■ **WHAT THIS TASK INVOLVES**:
Report every line of the records that includes the word "server".

§

PR #980, opened 2021-11-11
Decode path components in "req.params"

VanTanev:
Closes #976

PR #2209, opened 2024-07-18
feat!: use `URLPattern` for request matching

### LINKED ISSUE #1921: Support URLPattern as request predicate

### LINKED ISSUE #2204: Using the wildcard token to try to match random ports doesn't work if preceded by a colon
### Prerequisites

### Environment check

### Node.js version

v20.15.1

### Reproduction repository

https://github.com/silvenon/repro/tree/msw-wildcard-port

### Reproduction steps

The reproduction branch contains a project with two test, both of them are passing, but the the first one is set to fail using [`test.fails`](https://vitest.dev/api/#test-fails).

In a situation where you have to match an unknown port, atttempt to match it in MSW with something like this:

```ts
import { http, HttpResponse } from "msw";

const server = setupServer(
  http.get("http://localhost:*", () => HttpResponse.text("Hello world!")),
);

server.listen();
```

Then attempt to fetch something from `localhost` endpoints with random ports:

```ts
const res = await fetch("http://localhost:3000");
const result = await res.text();
```

### Current behavior

Currently the library for matching the endpoint, `path-to-regexp`, seems to detect this as the parameter:

```
{"name":"TypeError","message":"Missing parameter name at 17","stack":"TypeError: Missing parameter name at 17
    at lexer (/Users/silvenon/Code/repro/node_modules/path-to-regexp/src/index.ts:72:24)
    at parse (/Users/silvenon/Code/repro/node_modules/path-to-regexp/src/index.ts:141:18)
    at stringToRegexp (/Users/silvenon/Code/repro/node_modules/path-to-regexp/src/index.ts:493:25)
    at pathToRegexp (/Users/silvenon/Code/repro/node_modules/path-to-regexp/src/index.ts:620:10)
    at match (/Users/silvenon/Code/repro/node_modules/path-to-regexp/src/index.ts:379:14)
    at matchRequestUrl (file:///Users/silvenon/Code/repro/node_modules/msw/src/core/utils/matching/matchRequestUrl.ts:66:18)
    at HttpHandler.parse (file:///Users/silvenon/Code/repro/node_modules/msw/src/core/handlers/HttpHandler.ts:114:19)
    at HttpHandler.run (file:///Users/silvenon/Code/repro/node_modules/msw/src/core/handlers/RequestHandler.ts:239:37)
    at executeHandlers (file:///Users/silvenon/Code/repro/node_modules/msw/src/core/utils/executeHandlers.ts:36:28)
    at file:///Users/silvenon/Code/repro/node_modules/msw/src/core/utils/handleRequest.ts:64:12"}
```

If I remove the colon it acts as expected.

### Expected behavior

Regardless of whether the wildcard is used with or without colon it should achieve a similar result:

- `localhost:*`
- `localhost*`

I.e. for this use case it should work. Except that in the latter pattern I would expect the hostname to not only match `localhost`, but also `localhostable` etc., so I consider it to be a workaround rather than a solution.

kettanaito:
> [!IMPORTANT]
> **Please consider [some of `URLPattern` flaws](https://adventures.nodeland.dev/archive/you-should-not-use-urlpattern-to-route-http/) before introducing it to MSW**. We might also consider [`@remix-run/route-pattern`](https://github.com/remix-run/remix/tree/8b557a421fe1aebaf7cb9903f96f20895bb7dd99/packages/route-pattern) instead as it's backed into Remix 3, provides great feature set, doesn't have the `URLPattern` shenanigans and overall looks extremely promising. 

> [!WARNING]
> As much as I hate this, this _is_ a breaking change. Some of your existing handlers may start matching differently if they contain one of the dropped features (path params merging or trailing slashes). Even if this is a change for the better, this should land in v3.0. 

- Closes #1921
- Fixes #2204

This also significantly improves the test coverage for path matching in MSW. 

This change **does not intend to support `URLPattern` as the input**. For now, we will use it as internal mechanism (thus a polyfill version). Once the API gains global browser support, we may consider shipping an input support. 

## Changes to document

- Multiple named groups are not supported: `/:a/foo/:a`. Not a thing in the HTTP spec. They are supported by `path-to-regexp` but `URLPattern` decided not to implement them and stick closer to the spec.
- Trailing slashes matter now. A `/foo` handler will not match a `/foo/` request, and vice versa. I think MSW should respect that `URLPattern` behavior too to bring wider adoption of the API and be spec-compliant. 

## Roadmap

- [x] `/foo/:a/bar/:a` syntax throws in `URLPattern`. https://github.com/whatwg/urlpattern/issues/226. Doesn't throw in `path-to-regexp` and current MSW. Don't want to make a breaking change out of this. 
  - Dropping this promise. 
- [x] Support encoding since `URLPattern` doesn't. 
  - Tests introduced in #980 are passing as-is.


kettanaito:
This failing test:

```
 FAIL  src/core/utils/matching/matchRequestUrl.test.ts > merges multiple same-named groups into an array of values
TypeError: Failed to construct 'URLPattern': invalid pathname pattern '/user/:segment/bar/:segment'.
 ❯ new me node_modules/.pnpm/urlpattern-polyfill@9.0.0/node_modules/urlpattern-polyfill/dist/urlpattern.js:1:14389
 ❯ Module.matchRequestUrl src/core/utils/matching/matchRequestUrl.ts:96:19
```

§

■ **REPLY**:
const server = setupServer(
server.listen();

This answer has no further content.